### [INSTRUCTIONS FOR THE TASK]
An exact retyping of every record is required.

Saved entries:
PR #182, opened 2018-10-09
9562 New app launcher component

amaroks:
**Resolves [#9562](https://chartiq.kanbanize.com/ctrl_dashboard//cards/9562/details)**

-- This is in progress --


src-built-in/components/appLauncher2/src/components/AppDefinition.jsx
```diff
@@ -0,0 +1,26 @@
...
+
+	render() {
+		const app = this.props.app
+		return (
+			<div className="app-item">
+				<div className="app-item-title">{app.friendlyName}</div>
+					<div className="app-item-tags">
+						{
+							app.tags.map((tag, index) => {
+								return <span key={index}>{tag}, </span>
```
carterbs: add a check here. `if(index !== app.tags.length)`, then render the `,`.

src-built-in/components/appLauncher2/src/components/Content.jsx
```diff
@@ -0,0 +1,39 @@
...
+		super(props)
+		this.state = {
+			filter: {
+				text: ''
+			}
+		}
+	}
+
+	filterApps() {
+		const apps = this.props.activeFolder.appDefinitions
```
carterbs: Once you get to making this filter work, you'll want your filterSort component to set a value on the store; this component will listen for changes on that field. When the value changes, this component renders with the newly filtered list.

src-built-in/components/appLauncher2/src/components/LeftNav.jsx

### [REPLY]
PR #182, opened 2018-10-09
9562 New app launcher component

amaroks:
**Resolves [#9562](https://chartiq.kanbanize.com/ctrl_dashboard//cards/9562/details)**

-- This is in progress --


src-built-in/components/appLauncher2/src/components/AppDefinition.jsx
```diff
@@ -0,0 +1,26 @@
...
+
+	render() {
+		const app = this.props.app
+		return (
+			<div className="app-item">
+				<div className="app-item-title">{app.friendlyName}</div>
+					<div className="app-item-tags">
+						{
+							app.tags.map((tag, index) => {
+								return <span key={index}>{tag}, </span>
```
carterbs: add a check here. `if(index !== app.tags.length)`, then render the `,`.

src-built-in/components/appLauncher2/src/components/Content.jsx
```diff
@@ -0,0 +1,39 @@
...
+		super(props)
+		this.state = {
+			filter: {
+				text: ''
+			}
+		}
+	}
+
+	filterApps() {
+		const apps = this.props.activeFolder.appDefinitions
```
carterbs: Once you get to making this filter work, you'll want your filterSort component to set a value on the store; this component will listen for changes on that field. When the value changes, this component renders with the newly filtered list.

src-built-in/components/appLauncher2/src/components/LeftNav.jsx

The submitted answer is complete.